:: Task requirements ::
Using the listing below, retype exactly the lines starting at the one with "Per-game settings to" and ending at the one with "the future :)", and include both.

:: The data ::
**********
PR #8380, opened 2019-10-03
WIP - OpenXR

jordan-woyak:
Windows build uses OpenXR headers and a precompiled official loader lib/dll in Externals.
CMake build system enables OpenXR if a shared library is found.

OpenXR is enabled by selecting the relevant stereo mode in graphics settings.

Head tracking is working.
A matrix produced from each eye's view is pushed into the geometry shader where the game's projection is undone/replaced. (The old depth/convergence settings are then disabled)
A per-game setting will need to be added to specify the size of a meter.

Output appears to be working in D3D11.
Windows Mixed Reality simulator's OpenXR only supports D3D11, currently.
I've implemented D3D12 mirroring D3D11, but it is untested.
OpenGL/Vulkan need some work.

As far as I can tell unmatched game/HMD framerates should "just work".
Frames are pushed for the next "predicted display time" as they are produced.
The runtime should drop/reuse frames as needed.
There is currently zero attempt to sync up with the HMD. I don't know if this will cause avoidable studdering. I lack any hardware to test.

Things to save for another PR:
User input.
Optionally give ortho projections (and ImGui) some depth.
Per-game settings to specify the size of a meter.
"hiding" of game objects where VR causes issues.

PR #8832, opened 2020-05-25
DolphinQt / VideoCommon / Core - Add support for "split screen" using freelook

iwubcode:
Imagine you're hanging out at a friend's house and they pull up a single player game.  Wouldn't it be nice to do more than watch them?  Well now you can by using this PR (and in conjunction with this one for easier controls - #8747 ).

Introducing split screen freelook!

* Interact with your friend's game, while they are playing
* Get an advantage by looking from a different perspective while still playing the game normally
* More interesting reasons in the future :)

You can play in horizontal split screen:

image

or vertical split screen:

image

Here's the _current_ UI:

image

I felt like valuing screen real-estate made more sense (despite the weird aspect ratio) but open to suggestions.

-----

General testing and fixing the side-by-side / top-bottom 3d configurations are what is keeping this in draft.


Source/Core/Common/Matrix.cpp
```diff
@@ -234,6 +234,76 @@ void Matrix44::Multiply(const Matrix44& a, const Matrix44& b, Matrix44* result)
   result->data = MatrixMultiply<4, 4, 4>(a.data, b.data);
 }
 
+// TODO: Perhaps this should return optional<>?
```
lioncash, line 237: This wasn't mentioned in the PR description, but this should also be resolved before this is merged.

Source/Core/Common/Matrix.cpp
```diff
@@ -234,6 +234,76 @@ void Matrix44::Multiply(const Matrix44& a, const Matrix44& b, Matrix44* result)
...
+Matrix44 Matrix44::Inverted() const
+{
+  std::array<float, 16> inv;
+
+  auto& m = data;
```
lioncash, line 242:
```suggestion
  const auto& m = data;
```

Bearborg:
**********
:: Answer section ::
Per-game settings to specify the size of a meter.
"hiding" of game objects where VR causes issues.

PR #8832, opened 2020-05-25
DolphinQt / VideoCommon / Core - Add support for "split screen" using freelook

iwubcode:
Imagine you're hanging out at a friend's house and they pull up a single player game.  Wouldn't it be nice to do more than watch them?  Well now you can by using this PR (and in conjunction with this one for easier controls - #8747 ).

Introducing split screen freelook!

* Interact with your friend's game, while they are playing
* Get an advantage by looking from a different perspective while still playing the game normally
* More interesting reasons in the future :)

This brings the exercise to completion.